Ich kann keinen anderen Grund finden, dass Menschen das sagen, außer
a) sie glauben, sie seien nicht, niemals und wären nie sexistisch, sodass sich ihnen gegenüber keine Frau „wehren“ müsse, sondern nur gegenüber „Arschlöchern“. Das ist glaube ich meistens falsch. Wir leben in einer sexistischen Gesellschaft und in der sind wir alle immer mal wieder alltagssexistisch – ganz oft total ungewollt und ganz oft tut es uns, wenn wir es merken hinterher sehr leid. Nichtsdestotrotz kann ein hier sozialisierter Mensch nicht einfach sagen „Ich bin nie sexistisch.“
b) sie glauben Männer können nicht anders als sexistisch zu sein und können in der Hinsicht auch keine Sensibilität entwickeln, sondern bleiben immer „triebgesteuert“ (wir hatten da in den letzten Tagen diverse Tierbeispiele zu) – dieses Menschenbild teile ich nicht. Die Einteilung in „Männer sind so“ und „Frauen so“ übrigens auch nicht.

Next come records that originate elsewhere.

PR #2801, opened 2022-09-20
bump IBC version

ValarDragon:
Bump to IBC v3.3.0, which has a minor security fix.


p0mvn (approved):
Pre-ACK for when the tests are passing

mattverse (commented):
Also agreeing bumping ibc-go version to v3.3.0, having confirmed the patch

ValarDragon:
Have to correct the SDK version in the backport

c) sie halten das für den richtigen kommunikativen zwischenmenschlichen Umgang: Belästigen – Wehren… und diese Idee von zwischenmenschlicher Kommunikation teile ich nicht. Ich hätte folgende Konversation (zwischen zwei Männern in einem Cafe) gerne so: „Entschuldigung ist der Platz neben ihnen noch frei?“ „Nein, tut mir leid, der ist schon besetzt.“ „Oh, na gut.“ statt so: Mann 1 setzt sich ohne zu fragen und Blickkontakt aufzunehmen auf den freien Stuhl „Ähm, entschuldigung, da ist schon besetzt. Sie müssen sich woanders hinsetzen.“ „Ich bleib hier sitzen.“ „Du Arschloch. Verpiss dich gefälligst. Hau ab, oder ich hau dir eine rein.“ Das ist deutliches wehren, aber ich habe auch krasse Vorschläge zum wehren in den letzten Tagen gehört. Die den sehr krassen Übergriffen total gerecht werden – aber einfach nicht nötig sein sollten. Warum das zwischen Mann und Frau anders laufen will ist mir nicht klar, außer man zieht b) in Betracht.
d) sie wollen einfach verteidigen, dass sie sexistisch sein wollen, und Opfer von Sexismus sollen das doch bitte mittragen. Und die Verantwortung läge bei den Opfern. Diesen Wunsch teile ich nicht nur nicht, den akzeptiere ich auch schlicht nicht.